# Number

A mathematical concept used to count, measure and do other maths stuff.

## Declaration

The `Number`

type is implemented as `double`

. Here's how to declare a number:

```
a = 5 # number declaration (immutable)
b: Number = 5 # same effect, with type-checking
c: Number = a # initiating from entry value, also 5
d = 43.14 # with decimals
```

To declare a mutable entry, prepend it with the tilde operator:

```
~ a = 6 # mutable number entry
a += 1 # adds 1 to 'a', yields 7
```

## Operating numbers

Numbers accept quite a few operations:

`==`

equal`!=`

not equal`+`

plus`-`

minus`*`

multiply`/`

divide`%`

modulus`**`

power`<`

less`<=`

less or equal`>`

more`>=`

more or equal`&`

logical AND`|`

logical OR

### Caveats

For logical operations and flow control, keep in mind that zero is falsy and non-zero is truthy.

For equality operators, although `0`

and `null`

are evaluated as falsy, in FatScript they are not the same:

```
0 == null # false
```

## Precision

Although the arithmetic precision of a `IEEE 754 double`

is higher, `fry`

employs rounding tricks to improve human readability when printing long decimal sequences of nines or zeros as text. Additionally, it uses an epsilon of `1.0e-06`

for 'equality' comparisons between numbers.

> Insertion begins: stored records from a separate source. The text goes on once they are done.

Issue #79, opened 2025-12-03
extract api model from domain


thobiaskarlsson:
**Is your feature request related to a problem? Please describe.**
Currently the services (`AccountManager`/`UserManager`) relies heavily on the `v1alpha1` types. This binds the core business logic to the controller & API layer. The `nauthv1alpha1.Account`/-`.User` parameters passed to the services are mutated by the services and then updated as-is by the controllers. This makes unit testing the adapter (controller) alone fragile as the service mocks needs to behave as the implementations by setting e.g. resulting state on the passed parameters.
 
**Describe the solution you'd like**
To detach the API model from the domain model simplifies testing and enables us to do changes to the API that does not affect the service business logic.

PR #90, opened 2025-12-18
refactor(account): return immutable result instead of mutating state

choufraise:
Change AccountManager interface methods (Create, Update, Import) to return AccountResult instead of mutating the input Account resource. This improves separation of concerns between the manager (computes values) and controller (applies values to Kubernetes resources).

Issue: https://github.com/WirelessCar/nauth/issues/79

### DIFF
--- a/mise.toml
+++ b/mise.toml
@@ -22,16 +22,11 @@ jq = "latest"
 [settings]
 experimental = true
 
-[tasks.go-test-ginkgo]
-description = "Run Ginkgo tests"
+[tasks.go-test]
+description = "Run go tests"
 dir = "{{ cwd }}"
-alias = "gtg"
-run = "ginkgo run"
-
-[tasks.go-test-ginkgo-all]
-description = "Run all Ginkgo tests in project"
-alias = "gtga"
-run = "ginkgo run -r"
+alias = "gt"
+run = "go test ./..."
 
 [tasks."nauth:e2e-test"]
 silent = true


internal/account/account.go
```diff
@@ -249,104 +248,108 @@ func (a *Manager) Update(ctx context.Context, state *natsv1alpha1.Account) error
...
-
-	return nil
+		return nil, fmt.Errorf("failed to upload account jwt: %w", err)
+	}
+
+	// Return immutable result - controller will apply to state
+	return &AccountResult{
+		AccountID:       accountID,
+		AccountSignedBy: operatorSigningPublicKey,
+		Claims: &natsv1alpha1.AccountClaims{
```
henriropp: Should this not also do `claims := convertNatsAccountClaims(accountClaims)`

internal/account/account.go
```diff
@@ -249,104 +248,108 @@ func (a *Manager) Update(ctx context.Context, state *natsv1alpha1.Account) error
...
 	}
 	accountClaims, err := jwt.DecodeAccountClaims(accountJWT)
 	if err != nil {
-		return fmt.Errorf("failed to decode account jwt for account %s: %w", accountID, err)
+		return nil, fmt.Errorf("failed to decode account jwt for account %s: %w", accountID, err)
 	}
 
-	state.GetLabels()[k8s.LabelAccountSignedBy] = operatorSigningPublicKey
-	state.Status.Claims = convertNatsAccountClaims(accountClaims)
-	state.Status.SigningKey.Name = accountSigningPublicKey
```
thobiaskarlsson: **note**: The SigningKey is no longer set on the resource `Status` as it's not used nor needed. It's kept in the CRD since it might be needed when we implement support for signing key rotation.

internal/controller/account_test.go
```diff
@@ -120,7 +120,12 @@ var _ = Describe("Account Controller", func() {
 			It("should successfully reconcile the account", func() {
 				By("Reconciling the created account")
 
-				accountManagerMock.On("Create", mock.Anything, mock.Anything).Return(nil).Once()
+				mockResult := &AccountResult{
```
thobiaskarlsson: **note**: Mock results have been moved out of the mock to improve test readability. Mocks should be dumb and avoid magic and assumptions.

internal/account/claims_test.go
```diff
@@ -0,0 +1,174 @@
...
+			rebuilder := newClaimsBuilder(ctx, *rebuiltNatsClaims, testClaimsAccountPubKey, accountGetterMock)
+			rebuilder.signingKey(testClaimsSigningKey01)
+			rebuilder.signingKey(testClaimsSigningKey02)
+
+			natsClaimsRebuilt, err := builder.build()
+			require.NoError(t, err)
+			require.NotNil(t, natsClaimsRebuilt)
+			// natsClaims.Encode(operatorSigningKey)
+
+			normalizedNatsClaimsRebuilt := normalizeClaimsForApproval(natsClaims)
```
thobiaskarlsson: **issue**: This is a test bug. We should use `natsClaimsRebuilt` here, not `natsClaims`. Will fix this!

kejne (approved):
Even better! 🎉

mise.toml
```diff
@@ -22,13 +22,8 @@ golangci-lint = "latest"
...
-alias = "gtg"
-run = "ginkgo run"
-
-[tasks.go-test-ginkgo-all]
-description = "Run all Ginkgo tests in project"
-alias = "gtga"
-run = "ginkgo run -r"
\ No newline at end of file
+alias = "gt"
+run = "go test ./..."
```
henriropp: aha, so this runs the ginko tests also?

Issue #74, opened 2025-12-01
Improve default security settings in manifests


kejne:
NAuth does have any requirements of using elevated access or using the local filesystem. For example:

```
securityContext:
  readOnlyRootFilesystem: true
  ...
```

PR #97, opened 2026-01-07
build: read-only root file system

choufraise:
Setting the `readOnlyRootFilesystem` flag to `true` reduces the attack surface of the container since an attacker cannot manipulate the executables of the container, nor make any other changes to the root file system.

Issue: https://github.com/WirelessCar/nauth/issues/74


kejne (approved):

henriropp (approved):
LGTM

In 99.999% of use cases, this approach provides both more convenient comparisons and more natural-looking numbers:

```
# Equality epsilon
x = 1.0e-06
x: Number = 0.000001
# Smaller differences are treated as the "same" number by comparison
x == 0.0000015
Boolean: true # the 0.0000005 difference is ignored
```

Floating-point numbers aren't distributed evenly on the number line. They are dense around 0, and as the magnitude increases, the 'delta' between two expressible values increases:

```
_____________________________________0_____________________________________
+infinity | | | | | | ||| | | | | | | -infinity
```

the biggest contiguous integer is 9,007,199,254,740,992 or 2^53

You can still have much larger numbers, around 10^308, which is:

```
100000000000000000000000000000000000000000000000000000000000000000000000000000
000000000000000000000000000000000000000000000000000000000000000000000000000000
000000000000000000000000000000000000000000000000000000000000000000000000000000
000000000000000000000000000000000000000000000000000000000000000000000000000
```

Bear in mind that if you add 1 to 10^308, no matter how many times you do it, it will always result in the same value! You need to add at least something near 10^293 in a single operation for it to be considered, as the numbers need to be of similar orders of magnitude. To discreetly handle numbers exceeding 2^53, consider using the HugeInt type.

Also, the `infinity`

keyword provides a clear, unambiguous representation of values that soar into the realms beyond the largest expressible numbers, approaching the theoretical infinity.